Phase 3: Organizational Permeation

The stage where Agentic Workflows permeate the organization and outcome-orientation takes root at the frontline level.

Prerequisites (Frontline Mindset)

Through Phase 2, leadership was responsible for establishing prerequisites. In Phase 3, those prerequisites must be internalized by the frontline. Not because leadership said so, but because individuals and teams autonomously orient toward outcomes and make independent decisions—this is the prerequisite for this phase.

  • Frontline individuals and teams are outcome-oriented and can make autonomous decisions without top-down direction

Execution (Individuals)

  • Principles for quality work are codified and provided as sufficient context for AI agents

Execution (Teams)

  • Governance mechanisms for AI-augmented development are designed and operated
  • Context and workflow improvement has become an ongoing team practice

Execution (Organization)

  • Knowledge and practices are shared across the engineering organization, leading to systematization and efficiency gains
  • Organizational structure and policies have been changed to advance AI-Native transformation

Beyond This Framework (Out of Scope)

This framework focuses on Agentic transformation in development processes within product delivery. Beyond this lies optimization of the entire value stream:

  • Business requirements
  • Product discovery
  • Product delivery ← scope of this framework
  • Quality assurance
  • Feedback loops

Value stream optimization has been a goal long before AI, yet few organizations have achieved it. There's no silver bullet. It requires ongoing dialogue with stakeholders across processes, shared understanding, codification, and embedding into organizational practice.

This framework limits scope to product delivery and its surroundings—not because the rest doesn't matter, but because attempting everything at once is unrealistic. Engineering leaders should recognize that full value stream optimization is necessary, take responsibility for optimizing their own domain, and focus on dialogue at the interfaces with adjacent processes.


How to Use This Framework

Intended Users and Purpose

What matters is aligning the entire organization's direction—otherwise, humans simply become the bottleneck again, just in a different place. Team alignment is a critical leadership responsibility—so leaders responsible for organizational strategy and policy should first use this framework to assess current state, take action, and clarify direction.

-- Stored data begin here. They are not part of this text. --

PR #17639, opened 2020-09-22
sci-astronomy/stellarium: version bump

DarthGandalf:


dev-libs/qtcompress/qtcompress-0_p20180513.ebuild
```diff
@@ -0,0 +1,59 @@
...
+S="${WORKDIR}/qtcompress-${MY_COMMIT}"
+
+RDEPEND="
+	dev-qt/qtcore:5
+	sys-libs/zlib:=
+"
+DEPEND="${RDEPEND}"
+BDEPEND="
+	virtual/pkgconfig
+	test? ( dev-qt/qttest:5 )
```
juippis, line 27: This is a rather interesting package because it installs tons of headers and few libraries, but no binaries.

dev-libs/qtcompress/qtcompress-0_p20180513.ebuild
```diff
@@ -0,0 +1,59 @@
...
+"
+
+PATCHES=(
+	"${FILESDIR}/${P}-remove-zlib.patch"
+	"${FILESDIR}/${P}-test-include.patch"
+)
+
+src_prepare() {
+	default
+	rm -r src/3rdparty/ || die
```
juippis, line 37: Could you add a comment above the `rm` explaining what it does? To me it looks like it removes bundled lib code, but for anyone reading and wondering. People shouldn't be guessing, and then one day upstream might drop the dir and this package is m-n and someone looking at it thinking what was this for.

dev-libs/qtcompress/qtcompress-0_p20180513.ebuild
```diff
@@ -0,0 +1,59 @@
...
+		"INCLUDEPATH+=$("${pkg_config}" --cflags zlib)" \
+		"LIBS+=$("${pkg_config}" --libs zlib)"
+}
+
+src_test() {
+	cd tests/auto/unit || die
+	eqmake5 \
+		"INCLUDEPATH+=${S}/src/compress"
+	emake
+	virtx qzip/target_wrapper.sh qzip/tst_qzip || die
```
juippis, line 52: `virtx` is a `nonfatal` function so don't add `|| die` here at all.
https://devmanual.gentoo.org/ebuild-writing/error-handling/index.html
https://devmanual.gentoo.org/eclass-reference/virtualx.eclass/index.html

Basically it opens a new Xvfb session and if you kill the command, the X session may still be left open.

dev-libs/qtcompress/qtcompress-0_p20180513.ebuild
```diff
@@ -0,0 +1,59 @@
...
+
+inherit qmake-utils toolchain-funcs virtualx
+
+DESCRIPTION="A public API for QZip in an easy to use module"
+
+HOMEPAGE="https://github.com/nezticle/qtcompress"
+MY_COMMIT="23f8831826cd72aedf99fc3699148b6c994fd677"
+SRC_URI="https://github.com/nezticle/qtcompress/archive/${MY_COMMIT}.tar.gz -> ${P}.tar.gz"
+LICENSE="LGPL-2.1"
+SLOT="0/${PV}"
```
juippis, line 14: Are you absolutely 100 % percent sure this is needed? Note that because this is a snapshot, it'd change with every commit you snapshot into ebuild pretty much. That doesn't sound right...

dev-libs/qtcompress/qtcompress-0_p20180513.ebuild
```diff
@@ -0,0 +1,59 @@
...
+EAPI=7
+
+inherit qmake-utils toolchain-funcs virtualx
+
+DESCRIPTION="A public API for QZip in an easy to use module"
+
+HOMEPAGE="https://github.com/nezticle/qtcompress"
+MY_COMMIT="23f8831826cd72aedf99fc3699148b6c994fd677"
+SRC_URI="https://github.com/nezticle/qtcompress/archive/${MY_COMMIT}.tar.gz -> ${P}.tar.gz"
+LICENSE="LGPL-2.1"
```
juippis, line 13: The upstream Git repo has more licenses listed. I know it bundles some stuff and some of the licenses could be related to that, but looking at 
https://github.com/nezticle/qtcompress/blob/master/src/compress/qzip.cpp
it lists a choice of different licenses being used here.

Now I am **not** a license expert but looks to me this could be a case for `LICENSES="|| ( 1 2 3 )` and maybe a comment above it.

dev-libs/qxlsx/qxlsx-1.3.56.ebuild
```diff
@@ -0,0 +1,39 @@
...
+
+EAPI=7
+
+inherit cmake qmake-utils
+
+DESCRIPTION="Excel file(*.xlsx) reader/writer library using Qt5"
+
+HOMEPAGE="https://github.com/QtExcel/QXlsx"
+SRC_URI="https://github.com/QtExcel/QXlsx/archive/v${PV}.tar.gz -> ${P}.tar.gz"
+LICENSE="MIT"
```
juippis, line 12: Add a newline here like a default .skel would do.

dev-libs/qxlsx/qxlsx-1.3.56.ebuild
```diff
@@ -0,0 +1,39 @@
...
+SLOT="0/${PV}"
```
juippis, line 13: Does this also change ABI every minor release? Maybe 1.3 -> 1.4 makes more sense. But are you sure about that either?

sci-astronomy/stellarium/stellarium-0.20.3.ebuild
```diff
@@ -0,0 +1,135 @@
...
+	"${FILESDIR}/${P}-unbundle-qxlsx.patch"
+	"${FILESDIR}/${P}-unbundle-qtcompress.patch"
+	"${FILESDIR}/${P}-unbundle-zlib.patch"
+)
+
+src_prepare() {
+	cmake_src_prepare
+	use debug || append-cppflags -DQT_NO_DEBUG #415769
+
+	rm -r src/external/{libindi,qxlsx,qtcompress,zlib}/ || die
```
juippis, line 75: (I'd like a comment above this `rm` too but since this ebuild doesn't need other changes before the first questions are solved, it can be added later)

dev-libs/qtcompress/qtcompress-0_p20180513.ebuild
DarthGandalf: It's because it's a snapshot… I can't guarantee they won't change ABI, or even API, because they have no releases.

dev-libs/qtcompress/qtcompress-0_p20180513.ebuild
DarthGandalf: ||die applies to the whole virtx command, not the part of it wrapped by virtx, so ||die here is harmless. The guide means that the wrapped command should not die. But sure.

dev-libs/qtcompress/qtcompress-0_p20180513.ebuild
DarthGandalf: The soname it uses, is the same as of Qt version it linked to

dev-libs/qtcompress/qtcompress-0_p20180513.ebuild
DarthGandalf: Okay?

dev-libs/qxlsx/qxlsx-1.3.56.ebuild
DarthGandalf: Without my patch it can't even be installed. I'll ask upstream in https://github.com/QtExcel/QXlsx/pull/114 though.

sci-astronomy/stellarium/stellarium-0.20.3.ebuild
```diff
@@ -17,15 +25,20 @@ SRC_URI="
...
 
+# Python interpreter is used while building RemoteControl plugin
 BDEPEND="
+	${PYTHON_DEPS}
+	doc? ( app-doc/doxygen[dot] )
 	nls? ( dev-qt/linguist-tools:5 )
 "
 RDEPEND="
+	dev-libs/qtcompress:=
+	=dev-libs/qxlsx-1.3.56-r0:=
```
juippis, line 41: Is this very restrictive dep due to your patch? Since
`=dev-libs/qxlsx-1.3*:=`
or
`=dev-libs/qxlsx-1.3.56*:=`
should also work.

DarthGandalf: Yes. Depending on how upstream accepts my patch, I may need to change how stellarium finds it.

dev-libs/qtcompress/qtcompress-0_p20180513.ebuild
DarthGandalf: I see what you mean. I've put it to BDEPEND because python eclasses put `test? ( ${RDEPEND} )` into BDEPEND instead of DEPEND. Because cross-compilation isn't compatible with tests without something like qemu-user

dev-libs/qtcompress/qtcompress-0_p20180513.ebuild
DarthGandalf: What about making it 0_p20180513_p5_p14_p2:5.14.2? Then it needs to be updated with every qt update

dev-libs/qtcompress/qtcompress-0_p20180513.ebuild
juippis: It's got something to do with how python executables import their modules at runtime which is not the case with compiled products. AFAIK Perl has similar issues.

https://qa-reports.gentoo.org/output/genrdeps/dindex/dev-qt/qttest
https://qa-reports.gentoo.org/output/genrdeps/bindex/dev-qt/qttest

dev-libs/qtcompress/qtcompress-0_p20180513.ebuild
juippis: Sounds good to me. Does this work with Qt-5.15?

DarthGandalf: Yes, but for the subslotted version like that, it would need to depend on the exact Qt version

dev-libs/qtcompress/qtcompress-0_p20180513.ebuild
DarthGandalf: I see. Done.

dev-libs/qtcompress/qtcompress-0_p20180513.ebuild
DarthGandalf: I think I got confused somewhere. This will be much simpler.

dev-libs/qtcompress/qtcompress-0_p20180513.ebuild
```diff
@@ -0,0 +1,64 @@
...
+
+HOMEPAGE="https://github.com/nezticle/qtcompress"
+MY_COMMIT="23f8831826cd72aedf99fc3699148b6c994fd677"
+SRC_URI="https://github.com/nezticle/qtcompress/archive/${MY_COMMIT}.tar.gz -> ${P}.tar.gz"
+
+LICENSE="|| ( LGPL-2.1 GPL-3 ) FDL-1.3"
+SLOT="0/5.11.0"
+KEYWORDS="~amd64 ~x86"
+IUSE="test"
+RESTRICT="!test? ( test )"
```
juippis, line 18: You could separate these with an empty line next time touching this.

juippis (commented):
Thanks!

dev-libs/qtcompress/qtcompress-0_p20180513.ebuild
DarthGandalf: Separate them from each other, or from something else?

juippis: Yes, I still find it too clumped together, makes it more readable to add one newline between.
```suggestion
LICENSE="|| ( LGPL-2.1 GPL-3 ) FDL-1.3"
SLOT="0/5.11.0"
KEYWORDS="~amd64 ~x86"
IUSE="test"

RESTRICT="!test? ( test )"
S="${WORKDIR}/qtcompress-${MY_COMMIT}"
```
Although I'd personally even separate `S` from this group, but style things.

Then, engage frontline leaders with the same perspective, set goals, build conviction, and drive transformation.

  • Use this framework for initial diagnosis and current-state assessment
  • Define direction and create a concrete roadmap
  • Dialogue with frontline leaders based on the roadmap to set goals (half-yearly, quarterly—given AI's rapid evolution, quarterly stretch goals are recommended)
  • Review progress against goals and roadmap, and determine next actions

Balance of Prerequisites and Execution

In each phase, if execution advances while prerequisites remain unmet, prerequisites become the bottleneck. When assessing your organization, check prerequisite fulfillment first.

On Phase Sequencing

Phases generally progress in order, but depending on organizational context, you may work on multiple phases in parallel or return to strengthen earlier phases. What matters isn't advancing phases for its own sake, but continuous improvement toward business goals.

Maturity models face criticism that "advancing levels becomes the goal, disconnected from real improvement." This framework carries the same risk. Filling checkboxes isn't the goal—continuously asking whether outcomes and leverage are actually improving is what matters. If advancing phases doesn't result in better outcomes or leverage, you're moving in the wrong direction—even if all boxes are checked.